Beef Tenderloins rise this time of year and into the holiday season. With prices only 5% above last year, when much of the complex is notably higher, tenderloins are presented as a value.
Whole Chickens & Breast Meat are favorably priced.
Butter prices begin to climb heading into the Fall in preparation for the late-year baking season. Seeing that prices are in line with where they were last year, it is good risk-management to take some of your Q4 needs off the table now.
Eggs are 55% lower than they were at this time last year. Eggs typically rise at the start of the school year. Any buyer who worked during the Avian Flu Epidemic knows the value in locking this item on a long-term contract at prices near all-time lows.
What to Watch for – The Buyers’ Perspective
Unless you have been under a rock the past week or so, you have heard of the fire at the Tyson plant in Holcomb, Kansas causing havoc on the industry at every level (futures, cash, slaughter, etc.). That literal fire has caused boxed beef prices to be metaphorically “on fire”. Some items gained 20% week-over-week and were already higher than this time last year. Cutouts jumped $15 over the course of last week. Beef demand is exceptional and peak seasonal kills already occurred in Q2. Seasonally, we typically don’t see great demand this time of year, but the rib had already bottomed in July and strengthened the loin was staging a rally before the fire occurred. End users are scrambling to cover needs for Labor Day and the rally in the cutout is expected to continue. Do not expect a normal seasonal. The packing industry has seen margins explode with this event and have every incentive to add Saturday shifts and work over time. This should help calm the markets down. This is a developing and dynamic story.

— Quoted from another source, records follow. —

PR #859, opened 2023-08-22
feat(AdvancedDataCard): support for href/to

BrunoGuimaraes103:
PR for Advanced Data Card accessibility testing


src/community/advanced-data-card.tsx
```diff
@@ -289,6 +281,7 @@ export const AdvancedDataCard = React.forwardRef<HTMLDivElement, AdvancedDataCar
                         maybe
                         className={classNames(styles.touchableContainer, {[styles.hoverEffect]: !!onPress})}
                         aria-label={ariaLabel}
+                        role="link"
```
atabel, line 284: why role link?
`Touchable` renders as html `<button>` (role button) when used with `onPress` prop and as html `<a>` (role link) when used with `href`/`to` prop . If you want a link, I think the best approach is adding `href`/`to` support to `AdvancedDataCard` as we have in other cards

EduardoLafuente: Hello Abel,

This PR is still under review of accessibility team, we upload here to generate the preview link for them.
Most grateful for your contribution at this time :)

BrunoGuimaraes103: the role='link' was to be able to adjust the accessibility semantics without changing any properties, but I implemented the href according to your suggestion

src/community/__stories__/advanced-data-card-story.tsx
yceballost, line 1: just curious, my focus of the review is not this kind of technical details but I would like to understand why the replacement of onPress by href and does not support both properties ([like the rest of the cards](https://tinyurl.com/ytevnc68))

src/community/__screenshot_tests__/__image_snapshots__/advanced-data-card-screenshot-test-tsx-advanced-data-card-without-stacking-group-with-top-actions-and-too-long-title-1-snap.png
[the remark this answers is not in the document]
BrunoGuimaraes103: was not expected, but the slightly larger size is due to the touchable being moved into the internal component that encompasses pretitle, title etc.

yceballost (approved):

src/community/advanced-data-card.css.ts
```diff
@@ -38,9 +38,18 @@ export const actions = style([
     },
 ]);
 
+export const touchableAccessibility = style({
```
atabel, line 41: please use a more semantic name

src/community/advanced-data-card.css.ts
```diff
@@ -95,6 +103,8 @@ export const cardContentStyle = style([
     },
 ]);
 
+export const zindex = style({zIndex: -20});
```
atabel, line 106: why -20?

src/community/advanced-data-card.tsx
```diff
@@ -57,46 +59,51 @@ const CardContent: React.FC<CardContentProps> = ({
...
-                </Text>
+            <Touchable
+                tabIndex={0}
+                maybe
+                className={classNames(styles.touchableAccessibility)}
+                as="a"
+                href={href}
+                aria-label={ariaLabel}
+            >
+                <div />
```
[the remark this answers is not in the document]
BrunoGuimaraes103: The empty div is because the touchable must have a child, and the reason the touchable is there is so the touchable does not interfere with the screen reader's reading order.

The touchable is as a link, because it should be read as such on the screen reader.

src/community/advanced-data-card.css.ts
BrunoGuimaraes103: The negative z-index is so that images in slots (like SimpleBlock) don't overlap the Touchable

src/community/advanced-data-card.tsx
```diff
@@ -201,7 +208,7 @@ type AllowedExtra =
 type TextAs = 'h1' | 'h2' | 'h3' | 'h4';
 
 interface AdvancedDataCardProps {
-    onPress?: () => void;
+    href?: string | undefined;
```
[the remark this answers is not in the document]
BrunoGuimaraes103: The change from onPress to href is so that on the screen reader it can be read as a link instead of a button.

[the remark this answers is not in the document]
EduardoLafuente: Hi @atabel,
Is something pending on our side?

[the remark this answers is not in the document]
yceballost: We can't make a major version by this breaking change, we need to support `onPress` + `href`, and we also can include `to` to have parity with the rest of the cards. But we need to keep onPress because in master is already existing and there are teams using this prop.

@EduardoLafuente @BrunoGuimaraes103

src/community/advanced-data-card.css.ts
atabel: this number doesn't make sense to me. I'm sure you can reorder the elements, use different stacking contexts or using a more sensible zIndex value than -20

src/community/advanced-data-card.tsx
```diff
@@ -261,7 +290,7 @@ export const AdvancedDataCard = React.forwardRef<HTMLDivElement, AdvancedDataCar
         },
         ref
     ) => {
-        const isTouchable = !!onPress;
+        const isTouchable = !!href || !!onPress;
```
atabel, line 293: what about `to` ?

atabel (changes requested):

src/community/advanced-data-card.tsx
```diff
@@ -200,8 +226,10 @@ type AllowedExtra =
 
 type TextAs = 'h1' | 'h2' | 'h3' | 'h4';
 
-interface AdvancedDataCardProps {
+type AdvancedDataCardProps = {
     onPress?: () => void;
+    href?: string | undefined;
+    to?: undefined;
```
atabel, line 232: remove to/href/onPress from common props, you are already defining them in the ExclusifyUnion

src/community/advanced-data-card.tsx
```diff
@@ -43,9 +46,13 @@ type CardContentProps = {
     subtitleLinesMax?: number;
     description?: string;
     descriptionLinesMax?: number;
+    href?: string;
+    to?: undefined;
```
atabel, line 50: to shouldn't be undefined here.
You should use ExclusifyUnion here too, like you do in `AdvancedDataCardProps`

src/community/advanced-data-card.tsx
```diff
@@ -57,46 +64,65 @@ const CardContent: React.FC<CardContentProps> = ({
...
+                    className={classNames(styles.touchableArea)}
+                    onPress={onPress}
+                    to={to}
+                    aria-label={ariaLabel}
                 >
-                    {title}
-                </Text>
+                    <div />
+                </Touchable>
+            )}
```
atabel, line 98: you can simplify this by doing something like this: https://github.com/Telefonica/mistica-web/blob/master/src/card.tsx#L511

image

atabel (approved):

Unless needed, stay away from the bellies/bacon and chicken wings.
According to a Reuters report released June 30th, industry insiders say the swine fever toll in China may be twice as high as reported. African Swine Fever has had some influence on the market thus far, but not to what many people feared. We believe this is the calm before the storm. Although pork prices have risen in China in some areas, they have not had the severe reduction in pork production as forecasted. This is because any farmer that has a healthy animal is bringing it to slaughter to avoid getting the virus. This is causing a flood of production in the near term. However, once this cycle crop is complete and the Chinese, according to their government, are facing a minimum of 20% loss of herd (private analysts say 40-50%), the real shortage of protein will present itself. This will affect all proteins across the board as chicken and beef will become substitutes for the Chinese staple.